Neu sind der Ansatz sowie die Diskussion darüber allerdings nicht. Bereits 2006, also vor sechs Jahren, gab es in diesem Haus einen Antrag der Linksfraktion. Im Änderungsantrag meiner Fraktion dazu haben auch wir damals bereits konkrete Umsetzungsvorschläge gemacht. Aus der Stellungnahme des damaligen Wirtschaftsministers
Thomas Jurk war seinerzeit allerdings nicht viel Enthusiasmus herauszulesen. – Sie merken, wie vorsichtig ich mich ausdrücke. – Es dominierten die Zweifel, zum Beispiel hinsichtlich der räumlichen Zuordnung der Regionalbudgets. Damals hieß es – ich zitiere: „Anknüpfungspunkte für eventuelle Regionalbudgets können allenfalls die Regierungsbezirke, nicht jedoch die Planungsregionen sein.“
Herzlichen Glückwunsch dazu! – Meine Damen und Herren, was ist seit 2006 geschehen? – Nichts. Immer wieder taucht das Thema Regionalbudgets in verschiedenen Zusammenhängen auf – sei es als nicht näher bestimmter Prüfauftrag im aktuellen Koalitionsvertrag oder als Teil der Diskussion in der Enquete-Kommission. Meines Wissens hat die Koalition bisher noch nicht einmal zu prüfen angefangen. Einmal mehr wird der Stillstand der schwarz-gelben Koalition deutlich. Es scheint fast so, als sollte die aktuelle Legislaturperiode in
die Annalen sächsischer Geschichte als die Zeit eingehen, in der nichts probiert und nichts entschieden wurde. Das Motto könnte lauten – mein Vorschlag: „Verwalten statt gestalten und alles bleibt beim Alten“,
so auch in den strukturschwachen Regionen. Der Koalition sind die Ideen ausgegangen, nachdem bisherige Förderversuche nicht den gewünschten Effekt gebracht haben.

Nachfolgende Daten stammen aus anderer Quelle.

PR #53, opened 2016-05-04
Tweaks to makefile for easier setup

tobyjoe:
This PR adds a setup step to the default make target (in case bundle isn't installed, for example), and makes it possible to provide variables to switch AWS profiles and stack JSON publication bucket endpoints.

It also adds a target to update your stack.

I did remove the date stamping of stacks because it made updates difficult. We could cache the value locally or something... or make it a parameter?

### DIFF
--- a/Makefile
+++ b/Makefile
@@ -1,4 +1,4 @@
-.PHONY: all clean build build-ami upload create-stack
+.PHONY: all clean build build-ami upload create-stack update-stack config.json
 
 BUILDKITE_STACK_BUCKET ?= buildkite-aws-stack
 
@@ -27,9 +27,10 @@ build-ami:
 upload: build/aws-stack.json
 	aws s3 sync --acl public-read build s3://${BUILDKITE_STACK_BUCKET}/
 
-create-stack: templates/mappings.yml build/aws-stack.json
+config.json:
 	test -s config.json || { echo "Please create a config.json file"; exit 1; }
 
+create-stack: config.json templates/mappings.yml build/aws-stack.json
 	aws cloudformation create-stack \
 	--output text \
 	--stack-name buildkite \
@@ -43,9 +44,7 @@ validate: build/aws-stack.json
 	--output table \
 	--template-body "file://${PWD}/build/aws-stack.json"
 
-update-stack: templates/mappings.yml build/aws-stack.json
-	test -s config.json || { echo "Please create a config.json file"; exit 1; }
-
+update-stack: config.json templates/mappings.yml build/aws-stack.json
 	aws cloudformation update-stack \
 	--output text \
 	--stack-name buildkite \
--- a/Makefile
+++ b/Makefile
@@ -1,6 +1,5 @@
-
 .PHONY: all clean build build-ami upload create-stack
-AWS_PROFILE ?= default
+
 BUILDKITE_STACK_BUCKET ?= buildkite-aws-stack
 
 all: setup build
@@ -17,7 +16,6 @@ build/aws-stack.json: $(wildcard templates/*.yml)
 
 setup:
 	bundle check || ((which bundle || gem install bundler --no-ri --no-rdoc) && bundle install --path vendor/bundle)
-	cp config.json.example config.json
 
 clean:
 	-rm -f build/*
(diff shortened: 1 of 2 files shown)


Makefile
```diff
@@ -14,30 +16,40 @@ build/aws-stack.json: $(wildcard templates/*.yml)
 	bundle exec cfoo $^ > $@
 
 setup:
-	which bundle || gem install bundler --no-ri --no-rdoc
-	bundle install --path vendor/bundle
+	bundle check || ((which bundle || gem install bundler --no-ri --no-rdoc) && bundle install --path vendor/bundle)
+	cp config.json.example config.json
```
lox: Not sure this is wise, perhaps it could just fail if config.json doesn't exist with a helpful message?

lox:
Thanks, reviewing.

Might I suggest https://github.com/99designs/aws-vault for profile management? :)

Makefile
```diff
@@ -14,30 +16,40 @@ build/aws-stack.json: $(wildcard templates/*.yml)
...
 	aws cloudformation create-stack \
 	--output text \
-	--stack-name buildkite-$(shell date +%Y-%m-%d-%H-%M) \
+	--stack-name buildkite \
 	--disable-rollback \
 	--template-body "file://${PWD}/build/aws-stack.json" \
 	--capabilities CAPABILITY_IAM \
-	--parameters '$(shell cat config.json)'
+	--parameters '$(shell cat config.json)' \
+	--profile "$(AWS_PROFILE)"
```
lox: AFAIK, the aws-cli will read the AWS_PROFILE env anyway, so this shouldn't be needed.

Makefile
tobyjoe: Yeah, I think you're right. A nice "run this command and edit your conf!" message is a better idea. I'll patch that.

Makefile
tobyjoe: You're totally spot-on with that "AFAIK" - I'll tear those bits out! (does explain why my tests were FLAWLESS, though! heh)

tobyjoe:
Updated the branch in my fork with feedback. 😍

lox:
Looking good, I think with the new update changelist stuff in cloudformation updating the stack makes more sense.

README.md
```diff
@@ -21,6 +21,17 @@ aws cloudformation create-stack \
   --parameters <(cat config.json)
 ```
 
+
+Alternately, if you prefer to use this repo, clone it and run the following command to set up things locally and create a remote stack.
+```bash
+make && make create-stack
```
lox: This is redundant, just `make create-stack` will do it. By itsself `make` just uses the first target, which is build, which ends up being a dependency of `create-stack` anyway.

README.md
```diff
@@ -21,6 +21,17 @@ aws cloudformation create-stack \
...
+
+# If you need to specify a profile:
```
lox: I'd be tempted to just replace this with something like:

"You can use any of the `AWS...` environment variables that the aws-cli supports."

Makefile
```diff
@@ -14,30 +15,41 @@ build/aws-stack.json: $(wildcard templates/*.yml)
...
+
 	aws cloudformation create-stack \
 	--output text \
-	--stack-name buildkite-$(shell date +%Y-%m-%d-%H-%M) \
+	--stack-name buildkite \
 	--disable-rollback \
 	--template-body "file://${PWD}/build/aws-stack.json" \
 	--capabilities CAPABILITY_IAM \
-	--parameters '$(shell cat config.json)'
+	--parameters '$(shell cat config.json)' \
```
lox: Trailing back slash? On the update too.

Makefile
```diff
@@ -14,30 +15,41 @@ build/aws-stack.json: $(wildcard templates/*.yml)
...
 
 build-ami:
 	cd packer/; packer build buildkite-ami.json
 
 upload: build/aws-stack.json
-	aws s3 sync --acl public-read build s3://buildkite-aws-stack/
+	aws s3 sync --acl public-read build s3://${BUILDKITE_STACK_BUCKET}/
 
 create-stack: templates/mappings.yml build/aws-stack.json
+	test -s config.json || { echo "Please create a config.json file"; exit 1; }
```
lox: Could this just be its own target?

lox:
Thank you @tobyjoe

Meine Damen und Herren, es reicht leider nicht, wenn sich der direkt gewählte Abgeordnete bei sämtlichen Gelegenheiten in seinem Wahlkreis dazustellt und wichtig in die Kamera schaut, um dann hier in Dresden jeden neuen Ansatz zur regionalen Entwicklung kleinzureden.
Die Förderbestimmungen von EU und Bund ermöglichen es uns, den Regionen mehr Verantwortung und Gestaltungsspielraum bei der Entwicklung regionaler Wirtschaftsstrukturen zu übertragen. Jetzt können all jene, die nicht müde werden, bei jeder Gelegenheit zu betonen, wie toll Sachsen und die hier lebenden Bürgerinnen und Bürger sind, endlich Flagge zeigen. Beweisen Sie, dass Sie gemeinsam mit den Menschen vor Ort etwas bewegen wollen und dass Sie ihnen Kreativität und Innovationsgeist zutrauen. Offensichtlich sind sich die Kollegen in der Koalition nicht so sicher, dass es den Bürgerinnen und Bürgern im Freistaat gelingt, auch ohne Diktat von oben etwas Gutes auf die Beine zu stellen.

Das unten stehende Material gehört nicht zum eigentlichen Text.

PR #54, opened 2016-05-05
Support increments for scaling up and down

lox:
As part of a discussion with @arthens and @sj26, we discovered that the stack scale up fires quicker than instances can actually launch. This slows down individual scale up events with a longer cooldown, but introduces a scale up and down increment so that the stack can still quickly scale up and scale down slowly.

### DIFF
--- a/templates/buildkite-elastic.yml
+++ b/templates/buildkite-elastic.yml
@@ -112,12 +112,12 @@ Parameters:
     Default: 0
 
   ScaleOutAdjustment:
-    Description: The number of agents to add on each scale out event
+    Description: The number of agents to add on each scale out event (ScheduledJobsCount > 0 for 1 minute)
     Type: Number
     Default: 5
 
   ScaleInAdjustment:
-    Description: The number of agents to remove on each scale in event
+    Description: The number of agents to remove on each scale in event (ScheduledJobsCount == 0 for 5 minutes)
     Type: Number
     Default: -2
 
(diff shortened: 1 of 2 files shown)


templates/buildkite-elastic.yml
```diff
@@ -109,6 +111,16 @@ Parameters:
     Type: Number
     Default: 0
 
+  ScaleOutAdjustment:
+    Description: The number of agents to add on each scale out event
+    Type: Number
+    Default: 5
+
+  ScaleInAdjustment:
+    Description: The number of agents to remove on each scale in event
```
toolmantim: The number of agents to add on each scale out event ("ScheduledJobsCount > 0 for 1 minute")

The number of agents to remove on each scale in event ("ScheduledJobsCount == 0 for 5 minutes")

toolmantim: Sorry, I was also meant to say, what do you think about describing the conditions here… just so people know what they're tweaking?

toolmantim:
@lox I just updated the labels. Let's merge this! (we need faster scale out for our Rails app)

toolmantim:
(we have 50 parallel jobs per build)

lox:
Technically, I haven't tested it results in faster scale outs :)

toolmantim:
Yeah… so we'd need 10 scale ups if it was 5 at a time every 5 minutes. That's 50 minutes of cooldowns. I think we'd add 25 a time perhaps? So it's max 10 minutes wait. Then scale down might be 10 at a time…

Ich frage die Staatsregierung. – Herr Staatsminister Morlok, Sie möchten sprechen. Dazu haben Sie jetzt Gelegenheit.
Herr Präsident! Liebe Kolleginnen und Kollegen! Regionalbudgets können im Einzelfall durchaus eine sinnvolle Gestaltung der Förderung für bestimmte Bereiche im Freistaat Sachsen sein. Deswegen gibt es hier in verschiedenen Bereichen Regionalbudgets; das ist in der Debatte bereits angesprochen worden.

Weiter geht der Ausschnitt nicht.